# Madagascar Lace plant... advice?



## manim3 (Jun 25, 2011)

hey guys,
i just got one of these beauties and got it in my tank... any special advice i should be aware of these guys? i know these are pretty sensetive plant to grow..

thansk<
M


----------



## smash (Apr 28, 2010)

Aw man, I've been looking for one for a while now, where'd you find one?


----------



## CRS Fan (Apr 21, 2010)

smash said:


> Aw man, I've been looking for one for a while now, where'd you find one?


Aquariums West had 2 large ones yesterday for sale.

Best Regards,

Stuart


----------



## manim3 (Jun 25, 2011)

i know man! it is quiet a beautiful plant... i got it in pet habitat by Coquitlam Center, it was the only one they had actually and it has been in their store for a long time so it is a big one, and it was hiding in one of the tanks below all other tanks, i guess i got lucky on it... if i get it to make some flowers and seeds i can definitly give you some in close future


----------



## manim3 (Jun 25, 2011)

hey Stuart, i heard from Rob that you got some fantastic red plants  do you have any for sale or trade? also since you have on your signiture that you like pressurized CO2, i am curious to know where did you buy your CO2 system?


----------



## eternity302 (Apr 22, 2010)

I have one... it was beautiful... until i found out bala sharks/denisoni barbs/congo tetras chew on it! I have less than 1/4 of the plant left =( They gnaw on it for fun!


----------



## manim3 (Jun 25, 2011)

oh no... that sux... i am glad i dont have any of those gays... though i have a rainbow shark i wonder if it would that...


----------



## Momobobo (Sep 28, 2010)

PJ pets in Richmond had some the last time I went there...


----------



## Nephrus (Apr 2, 2011)

I saw some at IPU richmond tonight


----------



## eternity302 (Apr 22, 2010)

manim3 said:


> oh no... that sux... i am glad i dont have any of those gays... though i have a rainbow shark i wonder if it would that...

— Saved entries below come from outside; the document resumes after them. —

PR #244, opened 2021-08-02
GitHub actions testing

lskatz:
Hi, I would like to contribute docker build tests into the repo.  There are two steps in a test:

1. build the image
2. load the image and run a test command (usually `executable --help`)

I have a pretty good yaml ironed out for FastANI and Mashtree, and the only difference is some variable values.  It should be easy to copy over to include all the other builds.  The variables are at the top of the yaml and look like this:

```
env:
  CONTAINER_NAME: mashtree
  VERSION: "1.2.0"
  # The inspect command will be run inside the container
  # with `docker run` and should have an exit code of 0
  # or an exit code > 0 if the container is somehow bad.
  INSPECT_CMD: "mashtree -h"
```

The `CONTAINER_NAME` reflects the subfolder in this repo.  The `VERSION` reflects the sub-subfolder.  `INSPECT_CMD` is some proxy command that will let you know if the container runs properly.  For something more in-depth, you can use inherent software checks.  In this case, it would be something like `perl Makefile.PL && make && make test`.  SPAdes has a `test` subcommand too, for another example.

Here is an example of a passing test for Mashtree: https://github.com/lskatz/docker-builds/actions/runs/1091164975 

Caveat: I haven't investigated if this counts against any quota.


lskatz:
PS: thank the git gods that there is "squash and merge" because there were a lot of debugging steps in here

fanninpm:
See also #184

lskatz:
Amazing.  I think there is a good set of ideas here that should be combined.  For example I didn't think of a yaml list to just put all the tests into one script and that would be great.

lskatz:
@fanninpm would you mind if I tried to merge some of your ideas with mine in my pull request?

fanninpm:
Go ahead. It may take a while for @kapsakcj to get around to it, though.

You might want to take a look at [the tests directory,](https://github.com/StaPH-B/docker-builds/tree/master/tests) which has a bunch of shell scripts. It might be better to have one GitHub action YML file that can test all the packages (or only the packages that changed) instead of one file that only tests one package. My implementation might run into a problem with scale, as [GitHub sets a limit for the number of jobs that can be in a job matrix.](https://docs.github.com/en/actions/reference/usage-limits-billing-and-administration#usage-limits)

lskatz:
Ok great.  I'll look into that option and expanding the tests directory.  The URL you referenced fortunately says "If [concurrent jobs] exceeded, any additional jobs are queued" and so I guess it just means we can only do 20 or 40 at a time but they will all eventually finish.  If I'm reading it right.

fanninpm:
I was actually referring to the bullet point below that:

> **Job matrix** - A job matrix can generate a maximum of 256 jobs per workflow run. This limit also applies to self-hosted runners.

Broadly speaking, here's how I set up the workflow run:
- The `generate-matrix` matrix looks at which Dockerfiles have been modified since a given commit and constructs a JSON of name-version pairs.
- The `build-and-test` matrix spawns one job for each name-version pair that builds its Docker image and tests it. (This is the part that not well-guarded against massive changes.)

erinyoung:
Thank you for your pull request! Github actions are new to me, but your efforts with those of @SarahNadeau have set up something different for this repo and I think will be simpler and easier to maintain.

I think the direction we're going to be going with is to have a test portion in your dockerfile combined with a test.yaml in '.github/workflows/test-tool.yml'

Example htslib Dockerfile:
```
ARG HTSLIBVER="1.14"

FROM ubuntu:xenial as app

ARG HTSLIBVER

LABEL base.image="ubuntu:xenial"
LABEL dockerfile.version="1"
LABEL software="htslib"
LABEL software.version="1.14"
LABEL description="A C library for reading/writing high-throughput sequencing data"
LABEL website="https://github.com/samtools/htslib"
LABEL license="https://github.com/samtools/htslib/blob/develop/LICENSE"
LABEL maintainer="Erin Young"
LABEL maintainer.email="eriny@utah.gov"

# install dependencies, cleanup apt garbage
# It's helpful when they're all listed on https://github.com/samtools/htslib/blob/develop/INSTALL
RUN apt-get update && apt-get install --no-install-recommends -y \
 wget \
 ca-certificates \
 make \
 bzip2 \
 autoconf \
 automake \
 make \
 gcc \
 perl \
 zlib1g-dev \
 libbz2-dev \
 liblzma-dev \
 libcurl4-gnutls-dev \
 libssl-dev && \
 rm -rf /var/lib/apt/lists/* && apt-get autoclean

# get htslib and make /data
RUN wget https://github.com/samtools/htslib/releases/download/${HTSLIBVER}/htslib-${HTSLIBVER}.tar.bz2 && \
 tar -vxjf htslib-${HTSLIBVER}.tar.bz2 && \
 rm htslib-${HTSLIBVER}.tar.bz2 && \
 cd htslib-${HTSLIBVER} && \
 make && \
 make install && \
 mkdir /data

# set $PATH (honestly unnecessary here, lol) and locale settings for singularity compatibility
ENV PATH="$PATH" \
 LC_ALL=C

# set working directory
WORKDIR /data

# testing
FROM app as test

ARG HTSLIBVER

WORKDIR /htslib-${HTSLIBVER}/test

RUN perl /htslib-${HTSLIBVER}/test/test.pl
```
Because bash commands are easier for me to follow and it's easy for the creator to test their image prior to their pull request by using the `--target test` option.

```
docker build --target test --tag htslib:test docker-builds/htslib/1.14
```

And then the corresponding yaml file that triggers the github action either manually or automatically with a pull request.
.github/workflows/test-htslib.yml
```
name: Test htslib image

on:
  workflow_dispatch:
  pull_request:
    paths:
      - 'htslib/1.14/Dockerfile'

jobs:
  build-to-test:
    uses: ./.github/workflows/build-to-test.yml
    with:
      path_to_context: "htslib/1.14"
      dockerfile_name: "Dockerfile"
      cache: "htslib"
```

erinyoung:
Since your current yaml for testing mashtree is a very different format, I was thinking of closing this pull request and waiting for you to open a new one.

I also have a red tail shark in the same tank... he could be the culprit too? I'm not sure but they destroyed the plant....


----------



## CRS Fan (Apr 21, 2010)

manim3 said:


> hey Stuart, i heard from Rob that you got some fantastic red plants  do you have any for sale or trade? also since you have on your signiture that you like pressurized CO2, i am curious to know where did you buy your CO2 system?


Right now my plant stock is fairly low (and most red plants seem to grow too quickly for my busy school schedule). Rob probably has more species than I do ATM .

All my pressurized CO2 units were sourced through Canadian Aquatics.

Best Regards,

Stuart


----------



## roadrunner (Apr 25, 2010)

I also seen one while ago in pet boutique north van and IPU richmond. I had an eye on this plant for a long time, but I wait until I get my co2 setup. I've read a lot about it and somebody said it likes looooooots of fertilizing. Try putting tabs in the substrate under plant often.


----------



## manim3 (Jun 25, 2011)

is it true that i need to keep the bulb out on top of the gravel once the roots have set in the gravel?


----------